AVAILABLE RECORDS:
PR #1688, opened 2023-11-01
Use Strapi for Jobs page

relyks:
This changes the Jobs page to use Strapi
* A JobsPage component was created. Jobs are grouped and listed by department.
* A [new content type](https://github.com/Sefaria/Sefaria-Strapi/commit/532cf729d1973b2fec20a93f5829f650819e5a43) was created in the Strapi instance for job postings. Job postings currently do not support being localized.


static/js/StaticPages.jsx
```diff
@@ -2636,6 +2636,222 @@ const StaticHR = () =>
...
+                    <h2 className="anchorable">{department}</h2>
+                </header>
+                <JobsListForDepartment key={department} jobsList={departmentJobPostings} />
+            </section>
+        );
+    };
+    
+    // Show all the job postings, but first group them by department and render each department separately
+    const JobPostings = ({ jobPostings }) => {
+        const groupedJobPostings = jobPostings.reduce((jobPostingsGroupedByDepartment, jobPosting) => {
```
edamboritz, line 2717: I think we can do this bucketing already when retrieving the data initially, no? Seems a shame for there to be a data manipulation step in this component?

static/js/StaticPages.jsx
```diff
@@ -2636,6 +2636,222 @@ const StaticHR = () =>
...
+                        ספריא איננה מחפשת כעת עובדים חדשים.
+                        עקבו אחרינו ב<a target="_blank" href="http://www.facebook.com/sefaria.org" >פייסבוק</a>&nbsp;
+                        כדי להשאר מעודכנים במשרות עתידיות.
+                    </span>
+                </p>
+            </div>
+        );
+    };
+
+    const [jobPostings, setJobPostings] = useState([]);
```
edamboritz, line 2759: The state and hooks are generally defined at the top of the component, for readability.

edamboritz (changes requested):
The code here is generally great! 
That being said there are several patterns at use that I think we can improve in terms of code quality and best practices: 
1. React components should not be defined inside other components, but rather along side them. This is an ineffective way to "scope" components as they wind up being re-created. 
2. Similarly, hooks should not be defining functions but rather calling other functions already defined on the component or other scope. 
3.

edamboritz (dismissed):

static/js/StaticPages.jsx
```diff
@@ -2636,6 +2636,224 @@ const StaticHR = () =>
...
+        throw error;
+    }
+};
+
+const JobsPage = memo(() => {
+    const [groupedJobPostings, setGroupedJobPostings] = useState({});
+    const [error, setError] = useState(null);
+
+    useEffect(() => {
+        const loadJobPostings = async () => {
```
edamboritz, line 2801: This function should be defined outside of the hook

edamboritz (dismissed):

edamboritz (approved):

WORK TO COMPLETE: Could you return all the data above exactly as it appears?

OUTPUT BELOW:
PR #1688, opened 2023-11-01
Use Strapi for Jobs page

relyks:
This changes the Jobs page to use Strapi
* A JobsPage component was created. Jobs are grouped and listed by department.
* A [new content type](https://github.com/Sefaria/Sefaria-Strapi/commit/532cf729d1973b2fec20a93f5829f650819e5a43) was created in the Strapi instance for job postings. Job postings currently do not support being localized.


static/js/StaticPages.jsx
```diff
@@ -2636,6 +2636,222 @@ const StaticHR = () =>
...
+                    <h2 className="anchorable">{department}</h2>
+                </header>
+                <JobsListForDepartment key={department} jobsList={departmentJobPostings} />
+            </section>
+        );
+    };
+    
+    // Show all the job postings, but first group them by department and render each department separately
+    const JobPostings = ({ jobPostings }) => {
+        const groupedJobPostings = jobPostings.reduce((jobPostingsGroupedByDepartment, jobPosting) => {
```
edamboritz, line 2717: I think we can do this bucketing already when retrieving the data initially, no? Seems a shame for there to be a data manipulation step in this component?

static/js/StaticPages.jsx
```diff
@@ -2636,6 +2636,222 @@ const StaticHR = () =>
...
+                        ספריא איננה מחפשת כעת עובדים חדשים.
+                        עקבו אחרינו ב<a target="_blank" href="http://www.facebook.com/sefaria.org" >פייסבוק</a>&nbsp;
+                        כדי להשאר מעודכנים במשרות עתידיות.
+                    </span>
+                </p>
+            </div>
+        );
+    };
+
+    const [jobPostings, setJobPostings] = useState([]);
```
edamboritz, line 2759: The state and hooks are generally defined at the top of the component, for readability.

edamboritz (changes requested):
The code here is generally great! 
That being said there are several patterns at use that I think we can improve in terms of code quality and best practices: 
1. React components should not be defined inside other components, but rather along side them. This is an ineffective way to "scope" components as they wind up being re-created. 
2. Similarly, hooks should not be defining functions but rather calling other functions already defined on the component or other scope. 
3.

edamboritz (dismissed):

static/js/StaticPages.jsx
```diff
@@ -2636,6 +2636,224 @@ const StaticHR = () =>
...
+        throw error;
+    }
+};
+
+const JobsPage = memo(() => {
+    const [groupedJobPostings, setGroupedJobPostings] = useState({});
+    const [error, setError] = useState(null);
+
+    useEffect(() => {
+        const loadJobPostings = async () => {
```
edamboritz, line 2801: This function should be defined outside of the hook

edamboritz (dismissed):

edamboritz (approved):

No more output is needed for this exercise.